Spanking doesn't make the best mamas and daddies in the world.  Character, compassion, grace, discipline, mercy, honesty, understanding, patience, love, and a thousand other things go into the best parents.  The God I believe in doesn't want us to beat our children into submission:
Yet you brought me out of the womb; you made me trust in you even at my mother's breast. Psalm 22:9
I think I will trust God, and be the nurturing parent He designed me to be.  Somehow, without spanking, my children are still disciplined and wonderful.
People all around the world, in places like Russia, China, Germany, New Zealand, Guatemala, Peru, Africa, and fifty other countries are laughing with joy because after applying the Biblical principles found in our books they finally have happy and obedient children.

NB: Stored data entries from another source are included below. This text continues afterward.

PR #1264, opened 2021-12-12
Add SysMonTask

ryanfortner:
SysMonTask is a Linux system monitor similar to the Windows task manager, written in Python.

https://github.com/KrispyCamel4u/SysMonTask


Itai-Nelken (approved):

Botspot:
```
Package installation complete.
The folder you are executing pip from can no longer be found.
Failed to upgrade psutil
```

Botspot:
```
Package installation complete.
The folder you are executing pip from can no longer be found.
Failed to upgrade psutil
```

ryanfortner:
> ```
> Package installation complete.
> The folder you are executing pip from can no longer be found.
> Failed to upgrade psutil
> ```

Will Sysmontask still launch without running `pip3 install -U psutil`? I know that it won't launch without this step on my buster system but I haven't tried bullseye.

Botspot:
> > ```
> > Package installation complete.
> > The folder you are executing pip from can no longer be found.
> > Failed to upgrade psutil
> > ```
> 
> Will Sysmontask still launch without running `pip3 install -U psutil`?

Yes it did launch. Strange.

Itai-Nelken:
That's because psutil is probably already installed. Maybe from commanderpi which also uses it.

Crilum:
Yeah, It works fine for me, even with the error.. I do have psutil installed, so that's why.. CPU temp doesn't show though..

apps/SysMonTask/install
```diff
@@ -0,0 +1,5 @@
+#!/bin/bash
+
+install_packages https://apt.raspbian-addons.org/debian/pool/main/s/sysmontask/sysmontask_1.3.9-ubuntu20.10_all.deb || exit 1
+
+sudo pip3 install -U psutil || error "Failed to upgrade psutil"
```
Crilum, line 5:
```suggestion
pip3 install -U psutil || error "Failed to upgrade psutil"
```
Found the problem.. pip isn't supposed to be run with sudo.

Itai-Nelken: Oh, thats right! Running it as sudo installs it for the root user, not the current user.

Itai-Nelken: @ryanfortner

Botspot:
We're getting many error reports that contain this:
```
The folder you are executing pip from can no longer be found.
Failed to upgrade psutil
```
Any ideas?

Botspot:
I found the problem. It turns out the `install_packages` function was leaving the working directory as `/tmp/pi-apps-local-packages`!

PR #2428, opened 2023-08-17
Icons update

Rak1ta:


Botspot:
Can you provide a source for when the icon was updated? It appears to not have changed in 7 years, and is the old (current) version. https://github.com/linuxmint/timeshift/blob/master/icons/timeshift.png

Rak1ta:
@Botspot I'm looking at an icon from an application package. To match the icon in the application menu with the icon in pi-apps (only if there is no new version of the icon for Bullseye and higher).

Botspot:
I quickly installed Timeshift to verify. Thanks @Rak1ta!

Issue #2354, opened 2023-06-07
malware on Tor browser pi-apps


ghost:
i've scanned Tor browser on pi-apps with ClamTk and found that snowflake and obs4 contain Unix.Malware.kaiji-1000 chinese malware. I wonder if anyone else has identified this.

Botspot:
Can confirm.
```
pi@raspberrypi:~ $ clamscan /home/pi/tor-browser/Browser/TorBrowser/Tor/PluggableTransports/snowflake-client
/home/pi/tor-browser/Browser/TorBrowser/Tor/PluggableTransports/snowflake-client: Unix.Malware.Kaiji-10003916-0 FOUND

----------- SCAN SUMMARY -----------
Known viruses: 8668536
Engine version: 0.103.8
Scanned directories: 0
Scanned files: 1
Infected files: 1
Data scanned: 10.97 MB
Data read: 10.31 MB (ratio 1.06:1)
Time: 63.508 sec (1 m 3 s)
Start Date: 2023:06:07 18:56:37
End Date:   2023:06:07 18:57:40
pi@raspberrypi:~ $ clamscan /home/pi/tor-browser/Browser/TorBrowser/Tor/PluggableTransports/obfs4proxy
/home/pi/tor-browser/Browser/TorBrowser/Tor/PluggableTransports/obfs4proxy: Unix.Malware.Kaiji-10003916-0 FOUND

----------- SCAN SUMMARY -----------
Known viruses: 8668536
Engine version: 0.103.8
Scanned directories: 0
Scanned files: 1
Infected files: 1
Data scanned: 6.52 MB
Data read: 6.12 MB (ratio 1.06:1)
Time: 62.836 sec (1 m 2 s)
Start Date: 2023:06:07 18:58:51
End Date:   2023:06:07 18:59:54
```
Pi-Apps downloads tor-browser from sourceforge: https://sourceforge.net/projects/tor-browser-ports
These findings are concerning and I will try to scan some older versions to see if this has been added recently or if it was absent at some time in the past.

Botspot:
At this time, I would like to avoid blaming the user on sourceforge for deliberately embedding malware in tor. The user seems legitimate and provides build instructions. It is possible that person's build server was compromised with Kaiji, or maybe clamscan has a false positive.

Botspot:
I downloaded four different versions from the sourceforge.

Found in:
- 11.5
- 11.0

Not found in:
- 10.5
- 10.5.10

[...]

PR #2429, opened 2023-08-18
Create SECURITY.md

KOSASIH:


Botspot:
Hello @KOSASIH, thank you for taking the time to suggest this.
Obviously you do not intend to have this file merged in its current state, as it is a placeholder with suggested information, rather than with real information.
It is important to note that Pi-Apps is a **rolling release**. There are no version numbers, but instead, Pi-Apps does a more complicated equivalent of `git pull` to stay up to date. In addition to that, the only practical security 'vulnerabilities' that could be introduced would be either through an app's installation script, or from the app itself. Pi-Apps core scripts would need a lot of changes to provide any meaningful attack vector.
The only recent vulnerability report that I can remember was when somebody thought that Tor Browser was malware. See #2354. And in that case, that user simply opened an issue which was perfectly acceptable.

@KOSASIH, I am not sure how familiar you are with the Pi-Apps project, but I do know your past experience with other projects is valuable. If you can, please try to explain a bit why you feel a SECURITY.md is important to add, given the context I've provided above.

theofficialgman:
closing as @KOSASIH appears to be mostly bot commits from any repo they create or fork

Issue #2198, opened 2022-12-16
Tester wanted: to get steamlink running on PiOS Bullseye


Botspot:
Steamlink runs fine on PiOS Buster, but on Bullseye it displays this error on launch:
![IMG_4137](https://user-images.githubusercontent.com/54716352/208020368-48dcf9c8-b61a-44aa-ac67-5a012871803f.jpg)
This is caused by a safety check in the `~/.local/share/SteamLink/steamlink.sh` script:
```bash
# Make sure we're not trying to display DRM frames on X11
if [ ! -f "$TOP/.ignore_x11" ] && [ "$DISPLAY" != "" ]; then
    OS_VERSION=$(fgrep VERSION_ID /etc/os-release | sed 's,.*"\([0-9]\+\)",\1,')
    if [ "$OS_VERSION" -gt 10 ]; then
        show_message --warning $"X11 is not supported on this version of Raspbian. You can run on the console or downgrade to Raspberry Pi Buster."
        exit 1
    fi
fi
```
While I can easily disable thus safety check to cause the fullscreen UI to load, this does nbot really prove anything. Reportedly, the problem with Bullseye only occurs when the game video stream starts. As I do not have immediate access to another computer on the network with Steam installed, I really have no way to test what graphical tweaks are necessary to make it fully work on PiOS Bullseye.

Tester requested! I want to see if switching to the FKMS GL driver allows the video stream to render, or if just running it in the console is enough. Additionally, I am interested in finding a way to run Steamlink from the graphical desktop, without any manual console-switching or changes to /boot/config.txt.
If this venture fails, then I see little point in continuing to carry Steamlink in Pi-Apps if it cannot run on the default OS going forward.

Those interested in workarounds can look to this tutorial: https://blog.iancolwell.ca/steamlink-aarch64

Botspot:
The tester needs to have a Pi4 that is running PiOS Bullseye, with access to a PC that is running Steam.

theofficialgman:
might be a good time to plug moonlight-qt (client software) and sunshine (an alterntive open source host software instead of nvidia geforce experience remote play) as steamlink alternatives.

there are specific debian repos of moonlight-qt for the pi (buster and bullseye 32/64bit) and nvidia jetson line (switch included) both with hardware accelerated decoding h264/hevc for fast and power efficient streaming

Rak1ta:
[...]

PR #2455, opened 2023-10-05
Anydesk arm64

Botspot:
Testing required on systems other than PiOS Bullseye 64-bit.

This uses multiarch and some dirty lib symlinking to get Anydesk running on PiOS 64-bit. It avoids installing libraspberrypi-dev:armhf, as that package conflicts with libraspberrypi-dev:arm64.

I doubt Anydesk would successfully open on a system other than PiOS due to missing libs.

### DIFF
--- a/apps/AnyDesk/install-64
+++ b/apps/AnyDesk/install-64
@@ -1,0 +1,41 @@
+#!/bin/bash
+
+version=6.3.0-1
+
+function check-armhf() {
+	ARMHF="$(dpkg --print-foreign-architectures | grep "armhf")"
+}
+
+#add armhf architecture (multiarch)
+check-armhf
+if [[ "$ARMHF" == *"armhf"* ]]; then
+  echo "armhf arcitecture already added..."
+else
+  sudo dpkg --add-architecture armhf
+  check-armhf
+  if [[ "$ARMHF" != *"armhf"* ]]; then
+    error "armhf architecture should be added by now, but it isn't!"
+  fi
+fi
+
+unset rpi_arm_userspace
+# only install the libraspberrypi0 arm32 package if the user already has the libraspberrypi0 arm64 package installed
+if package_installed libraspberrypi0 ; then
+  rpi_arm_userspace="libraspberrypi0:armhf"
+fi
+
+install_packages https://download.anydesk.com/rpi/anydesk_${version}_armhf.deb libgles-dev:armhf libegl-dev:armhf libpolkit-gobject-1-0:armhf $rpi_arm_userspace || exit 1
+
+#As libraspberrypi-dev:armhf cannot be installed with multiarch, symlink the required libs from libraspberrypi0:armhf
+if [ -e /usr/lib/arm-linux-gnueabihf/libbcm_host.so.0 ] && [ -e /usr/lib/arm-linux-gnueabihf/libvcos.so.0 ] && [ -e /usr/lib/arm-linux-gnueabihf/libvchiq_arm.so.0 ];then
+  sudo ln -s /usr/lib/arm-linux-gnueabihf/libbcm_host.so.0 /usr/lib/arm-linux-gnueabihf/libbcm_host.so
+  sudo ln -s /usr/lib/arm-linux-gnueabihf/libvcos.so.0 /usr/lib/arm-linux-gnueabihf/libvcos.so
+  sudo ln -s /usr/lib/arm-linux-gnueabihf/libvchiq_arm.so.0 /usr/lib/arm-linux-gnueabihf/libvchiq_arm.so
+else
+  error "Could not locate needed libs to symlink! Please ask pi-apps developers for help about this."
+fi
+# Solve error on Bullseye: "anydesk: error while loading shared libraries: libbrcmGLESv2.so: cannot open shared object file: No such file or directory"
+
+[ ! -e /usr/lib/libbrcmGLESv2.so ] && sudo ln -s /usr/lib/arm-linux-gnueabihf/libGLESv2.so /usr/lib/arm-linux-gnueabihf/libbrcmGLESv2.so
+[ ! -e /usr/lib/libbrcmEGL.so ] && sudo ln -s /usr/lib/arm-linux-gnueabihf/libEGL.so /usr/lib/arm-linux-gnueabihf/libbrcmEGL.so
+exit 0
--- a/apps/AnyDesk/install-64
+++ b/apps/AnyDesk/install-64
@@ -24,18 +24,19 @@ if package_installed libraspberrypi0 ; then
   rpi_arm_userspace="libraspberrypi0:armhf"
 fi
 
-install_packages https://download.anydesk.com/rpi/anydesk_${version}_armhf.deb libgles-dev:armhf libegl-dev:armhf libpolkit-gobject-1-0:armhf $rpi_arm_userspace || exit 1
+install_packages https://download.anydesk.com/rpi/anydesk_${version}_armhf.deb libgles-dev:armhf libegl-dev:armhf libpolkit-gobject-1-0:armhf $rpi_arm_userspace patchelf || exit 1
 
-#As libraspberrypi-dev:armhf cannot be installed with multiarch, symlink the required libs from libraspberrypi0:armhf
-if [ -e /usr/lib/arm-linux-gnueabihf/libbcm_host.so.0 ] && [ -e /usr/lib/arm-linux-gnueabihf/libvcos.so.0 ] && [ -e /usr/lib/arm-linux-gnueabihf/libvchiq_arm.so.0 ];then
-  sudo ln -s /usr/lib/arm-linux-gnueabihf/libbcm_host.so.0 /usr/lib/arm-linux-gnueabihf/libbcm_host.so
-  sudo ln -s /usr/lib/arm-linux-gnueabihf/libvcos.so.0 /usr/lib/arm-linux-gnueabihf/libvcos.so
-  sudo ln -s /usr/lib/arm-linux-gnueabihf/libvchiq_arm.so.0 /usr/lib/arm-linux-gnueabihf/libvchiq_arm.so
-else
-  error "Could not locate needed libs to symlink! Please ask pi-apps developers for help about this."
-fi
-# Solve error on Bullseye: "anydesk: error while loading shared libraries: libbrcmGLESv2.so: cannot open shared object file: No such file or directory"
+#make anydesk search armhf libs first
+sudo patchelf --set-rpath /usr/lib/arm-linux-gnueabihf /usr/bin/anydesk
 
-[ ! -e /usr/lib/libbrcmGLESv2.so ] && sudo ln -s /usr/lib/arm-linux-gnueabihf/libGLESv2.so /usr/lib/arm-linux-gnueabihf/libbrcmGLESv2.so
-[ ! -e /usr/lib/libbrcmEGL.so ] && sudo ln -s /usr/lib/arm-linux-gnueabihf/libEGL.so /usr/lib/arm-linux-gnueabihf/libbrcmEGL.so
-exit 0
+#libraspberrypi0:armhf provides libs with so.0, but it is not multiarch compatible
+#so patch anydesk to use equivalent .so libs from libraspberrypi-dev:armhf
+
+sudo patchelf --replace-needed libbcm_host.so libbcm_host.so.0 /usr/bin/anydesk
+sudo patchelf --replace-needed libvcos.so libvcos.so.0 /usr/bin/anydesk
+sudo patchelf --replace-needed libvchiq_arm.so libvchiq_arm.so.0 /usr/bin/anydesk
+
+# Solve error: "anydesk: error while loading shared libraries: libbrcmGLESv2.so: cannot open shared object file: No such file or directory"
+
+sudo patchelf --replace-needed libbrcmGLESv2.so libGLESv2.so /usr/bin/anydesk
+sudo patchelf --replace-needed libbrcmEGL.so libEGL.so /usr/bin/anydesk
--- a/apps/AnyDesk/install-64
+++ b/apps/AnyDesk/install-64
@@ -9,7 +9,7 @@ function check-armhf() {
 #add armhf architecture (multiarch)
 check-armhf
 if [[ "$ARMHF" == *"armhf"* ]]; then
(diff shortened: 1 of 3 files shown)


apps/AnyDesk/install-64
```diff
@@ -0,0 +1,41 @@
...
+  sudo ln -s /usr/lib/arm-linux-gnueabihf/libbcm_host.so.0 /usr/lib/arm-linux-gnueabihf/libbcm_host.so
+  sudo ln -s /usr/lib/arm-linux-gnueabihf/libvcos.so.0 /usr/lib/arm-linux-gnueabihf/libvcos.so
+  sudo ln -s /usr/lib/arm-linux-gnueabihf/libvchiq_arm.so.0 /usr/lib/arm-linux-gnueabihf/libvchiq_arm.so
+else
+  error "Could not locate needed libs to symlink! Please ask pi-apps developers for help about this."
+fi
+# Solve error on Bullseye: "anydesk: error while loading shared libraries: libbrcmGLESv2.so: cannot open shared object file: No such file or directory"
+
+[ ! -e /usr/lib/libbrcmGLESv2.so ] && sudo ln -s /usr/lib/arm-linux-gnueabihf/libGLESv2.so /usr/lib/arm-linux-gnueabihf/libbrcmGLESv2.so
+[ ! -e /usr/lib/libbrcmEGL.so ] && sudo ln -s /usr/lib/arm-linux-gnueabihf/libEGL.so /usr/lib/arm-linux-gnueabihf/libbrcmEGL.so
```
theofficialgman, line 40: I don't like this at all... I see a high possibility for this to cause issues for other software given it is dynamically linkable from arm64 where you are placing the symlinks. If we were to go forward with this PR, I would want to use `patchelf` to change the dynamic link targets of the anydesk binary from `/usr/lib/libbrcmGLESv2.so` to `/usr/lib/arm-linux-gnueabihf/libbrcmEGL.so`

Regardless, I'm going to suggest that we wait for bookworm to release because they may decide to make 64bit the default option on the website and imager which will push anydesk to support it officially through a 64bit package. In addition, this appears to use the legacy broadcom gpu libraries, not sure if those will work at all on the pi5 given it has a different GPU and raspberry pi has been trying to deprecate and remove support for them.

theofficialgman:
@Botspot FYI, the reason this failed https://github.com/Botspot/pi-apps/actions/runs/6423970408 is because you tested as a PR# from the master branch. As the script is written I have it only import any updated app, not script files. That could be changed but its just not how it functions right now.

If you want to test a branch in its entirety I suggest selecting the branch from the dropdown and then putting in the app name as I did here -> https://github.com/Botspot/pi-apps/actions/runs/6477319941

theofficialgman:
weird... https://github.com/Botspot/pi-apps/actions/runs/6477319941/job/17587322949#step:3:1360 
`libraspberrypi0:armhf` is definitely in the repo on the web but local `Packages` files do NOT have it as confirmed by the empty output here from the debug logging https://github.com/Botspot/pi-apps/actions/runs/6477319941/job/17587322949#step:3:1380

worth investigating, maybe the buster arm64 image ships with corrupted local files or it is being hidden with a pin?

Botspot:
> weird... https://github.com/Botspot/pi-apps/actions/runs/6477319941/job/17587322949#step:3:1360 `libraspberrypi0:armhf` is definitely in the repo on the web but local `Packages` files do NOT have it as confirmed by the empty output here from the debug logging https://github.com/Botspot/pi-apps/actions/runs/6477319941/job/17587322949#step:3:1380
> 
> worth investigating, maybe the buster arm64 image ships with corrupted local files or it is being hidden with a pin?

Maybe Buster's libraspberrypi0 was never made compatible with multiarch. I think I remember something about that, but it's been awhile.

theofficialgman:
> but local `Packages` files do NOT have it as confirmed by the empty output here from the debug logging https://github.com/Botspot/pi-apps/actions/runs/6477319941/job/17587322949#step:3:1380

wait no. I have the debug logging sent directly to the logfile https://github.com/Botspot/pi-apps/blob/master/api#L1772 so it never prints the terminal. we see it in error reports because the logfile is uploaded but this CI does not cat the logfile.

I should add it so that install/uninstall failures cat the logfile in this CI tester.

theofficialgman:
Same as -> https://github.com/Botspot/pi-apps/issues/2198#issuecomment-1868199669

We should be encouraging upstream developers to write their applications generically, not conforming to old, unstable, hacky workarounds

Anydesk users are encouraged to contact support https://anydesk.com/en/support/contact-us

Botspot:
> We should be encouraging upstream developers to write their applications generically, not conforming to old, unstable, hacky workarounds

Re-opening, as we already tend to take the users' side and implement workarounds for things that vendors should really be responsible for. (Take zoom for example.)

apps/AnyDesk/install-64
Botspot: I'd be interested to hear more about patchelf

Botspot:
I would like to give this some priority because it is being sought after a lot by the google-searching population.

This is THE most popular install-app page we have.
20240307_16h34m39s_grim

And these are the search terms that are responsible.
20240307_16h33m53s_grim
The people have spoken, and I would like to try to deliver, as anydesk is not...

apps/AnyDesk/install-64
```diff
@@ -0,0 +1,42 @@
...
+  fi
+fi
+
+unset rpi_arm_userspace
+# only install the libraspberrypi0 arm32 package if the user already has the libraspberrypi0 arm64 package installed
+if package_installed libraspberrypi0 ; then
+  rpi_arm_userspace="libraspberrypi0:armhf"
+fi
+
+install_packages https://download.anydesk.com/rpi/anydesk_${version}_armhf.deb libgles-dev:armhf libegl-dev:armhf libpolkit-gobject-1-0:armhf $rpi_arm_userspace patchelf || exit 1
```
theofficialgman, line 27: likely unnecessary dependencies
development libraries are nearly never required for a package
control file for anydesk already pulls in egl and glvnd libraries which pull in everything else needed

Botspot: these are the libs installed by libraspberrypi0:armhf:
```
/usr/lib/arm-linux-gnueabihf/libbcm_host.so.0
/usr/lib/arm-linux-gnueabihf/libdebug_sym.so.0
/usr/lib/arm-linux-gnueabihf/libdtovl.so.0
/usr/lib/arm-linux-gnueabihf/libvchiq_arm.so.0
/usr/lib/arm-linux-gnueabihf/libvcos.so.0
```
I am not sure that the default deps pull those in, at least for armhf

theofficialgman:
this screen needs to force 4K pagesize, as does any other script that uses armhf on an arm64 kernel.
there will be errors at install and runtime on 16K pagesize kernels
eg:
```
Setting up libgdk-pixbuf-2.0-0:armhf (2.42.10+dfsg-1+b1) ...
/usr/lib/arm-linux-gnueabihf/gdk-pixbuf-2.0/gdk-pixbuf-query-loaders: error while loading shared libraries: libglib
-2.0.so.0: ELF load command address/offset not page-aligned
Setting up libcairo-gobject2:armhf (1.16.0-7+rpt1) ...
Setting up libatk1.0-0:armhf (2.46.0-5) ...
Setting up libpango-1.0-0:armhf (1.50.12+ds-1) ...
Setting up libpangoft2-1.0-0:armhf (1.50.12+ds-1) ...
Setting up libpangocairo-1.0-0:armhf (1.50.12+ds-1) ...
Setting up libgtk2.0-0:armhf (2.24.33-2+rpt1) ...
/usr/lib/arm-linux-gnueabihf/libgtk2.0-0/gtk-query-immodules-2.0: error while loading shared libraries: libgmodule-
2.0.so.0: ELF load command address/offset not page-aligned
Setting up librsvg2-2:armhf (2.54.7+dfsg-1~deb12u1) ...
Setting up librsvg2-common:armhf (2.54.7+dfsg-1~deb12u1) ...
Setting up libgail18:armhf (2.24.33-2+rpt1) ...
Setting up anydesk:armhf (6.3.0) ...
Created symlink /etc/systemd/system/multi-user.target.wants/anydesk.service → /etc/systemd/system/anydesk.service.
Setting up libgail-common:armhf (2.24.33-2+rpt1) ...
Processing triggers for libc-bin (2.36-9+rpt2+deb12u4) ...
Processing triggers for libgdk-pixbuf-2.0-0:armhf (2.42.10+dfsg-1+b1) ...
/usr/lib/arm-linux-gnueabihf/gdk-pixbuf-2.0/gdk-pixbuf-query-loaders: error while loading shared libraries: libglib
-2.0.so.0: ELF load command address/offset not page-aligned
```
and
```
anydesk: error while loading shared libraries: libatk-1.0.so.0: ELF load command address/offset not page-aligned
```

Botspot:
also it seems to fail to launch if on wayland

apps/AnyDesk/install-64
theofficialgman: I am referring to `libgles-dev:armhf libegl-dev:armhf`

apps/AnyDesk/install-64
```diff
@@ -0,0 +1,42 @@
...
+  if [[ "$ARMHF" != *"armhf"* ]]; then
+    error "armhf architecture should be added by now, but it isn't!"
+  fi
+fi
+
+unset rpi_arm_userspace
+# only install the libraspberrypi0 arm32 package if the user already has the libraspberrypi0 arm64 package installed
+if package_installed libraspberrypi0 ; then
+  rpi_arm_userspace="libraspberrypi0:armhf"
+fi
```
theofficialgman, line 25: the deprecated libraspberrypi0 libraries are required to run anydesk
```
libbcm_host.so
libvcos.so
libvchiq_arm.so
libbrcmGLESv2.so
libbrcmEGL.so
```
this needs to be changed to check if `libraspberrypi0:armhf` exists and if available always install it. otherwise exit the script.

apps/AnyDesk/install-64
Botspot: Without those 2 installed, and then reinstalling the anydesk package and allowing it to pull in deps:
```
$ anydesk
anydesk: error while loading shared libraries: libGLESv2.so: cannot open shared object file: No such file or directory
```

Botspot: Oh, I get it. AnyDesk should be able to use `libGLESv2.so.2` provided by libgles2, instead of specifically needing libGLESv2.so that is only provided by the -dev package.
Looks like this can be fixed with more elf patching.

theofficialgman: hmm... odd
```
/usr/lib/arm-linux-gnueabihf/libGLESv2.so	[libgles-dev](https://packages.debian.org/bookworm/libgles-dev) [armhf]
```
its not normal that a package uses this library.

those dependencies need to stay then

theofficialgman:
I have tested this on piOS bookworm on RPi5 with 4K pagesize kernel on piOS wayfire and it does not function.
running `anydesk` from terminal shows output but no GUI starts and I see no anydesk processes

Botspot:
> I have tested this on piOS bookworm on RPi5 with 4K pagesize kernel on piOS wayfire and it does not function. running `anydesk` from terminal shows output but no GUI starts and I see no anydesk processes

See my comment above: "also it seems to fail to launch if on wayland"

strace shows that it is having issues with the `/dev/vchiq` file not existing.

Supposedly anydesk runs on pi5 if you switch to X11. https://forums.raspberrypi.com/viewtopic.php?t=366277
I will try that shortly.

apps/AnyDesk/install-64
theofficialgman: @Botspot you missed my response ^
you need to revert those -dev changes from https://github.com/Botspot/pi-apps/pull/2455/commits/9b0ce0a37b64a196613866bd7da0af7f2c109288 . they are needed. I checked

Botspot: Is patching the elf to use the non-dev libs not sufficient?

theofficialgman:
> > I have tested this on piOS bookworm on RPi5 with 4K pagesize kernel on piOS wayfire and it does not function. running `anydesk` from terminal shows output but no GUI starts and I see no anydesk processes
> 
> See my comment above: "also it seems to fail to launch if on wayland"
> 
> strace shows that it is having issues with the `/dev/vchiq` file not existing.
> 
> Supposedly anydesk runs on pi5 if you switch to X11. https://forums.raspberrypi.com/viewtopic.php?t=366277 I will try that shortly.

I tried. `/dev/vchiq` still does not exist and (obviously) "* failed to open vchiq instance" appears

Botspot:
> I tried. `/dev/vchiq` still does not exist and (obviously) "* failed to open vchiq instance" appears

Maybe that is no longer a thing on Pi5?

theofficialgman:
and that is indicated by the forum thread
https://forums.raspberrypi.com/viewtopic.php?t=366277#p2197174

given the obvious issues with it not functioning as expected, I think this PR can be closed and we can continue to mark this as an upstream issue.

All anydesk needs to do is build their standard client for desktop linux for armhf and arm64 targets. no need for any deprecated broadcom library use

theofficialgman:
> Supposedly anydesk runs on pi5 if you switch to X11. https://forums.raspberrypi.com/viewtopic.php?t=366277 I will try that shortly.

nice... switching back to wayland in raspi-config now gives me a black screen on boot. good thing this was already a fresh install

Botspot:
> given the obvious issues with it not functioning as expected, I think this PR can be closed and we can continue to mark this as an upstream issue.
> 
> All anydesk needs to do is build their standard client for desktop linux for armhf and arm64 targets. no need for any deprecated broadcom library use

Strange how all these remote-connection tools all use vchiq. Looks like that is the issue with steamlink as well: https://forums.raspberrypi.com/viewtopic.php?p=2174716&hilit=%2Fdev%2Fvchiq#p2174716

Botspot:
Still going to implement the api changes from this branch

theofficialgman:
> Strange how all these remote-connection tools all use vchiq. Looks like that is the issue with steamlink as well: https://forums.raspberrypi.com/viewtopic.php?p=2174716&hilit=%2Fdev%2Fvchiq#p2174716

its the direct interface to the GPU. They were doing it previously for performance reasons and since all the upstream support wasn't done yet.

Now that is complete and, to my knowledge, that direct GPU access is no longer allowed (hence why the device node is missing).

Perhaps their children have become fearful enough of the lash to be obedient.  But breaking the spirits of children doesn't make me want to laugh.  It makes me sad for those families.  And it makes me wonder how long until we hear of the next child, dead at their parent's hand.
Even my chickens are laughing . . . well, actually it is more like cackling, because they just laid another organic egg for my breakfast and they know that it was that same piece of ¼ inch plastic supply line that trained the dogs not to eat chicken.
Let me finish that statement differently: they know it was the same piece of 1/4 inch plastic supply line that trained the dogs not to eat chicken, which also broke down the tissue in a seven year old girl's body so that her organs failed and she died.  I'm sorry for your dogs, Mr. Pearl as well as the children.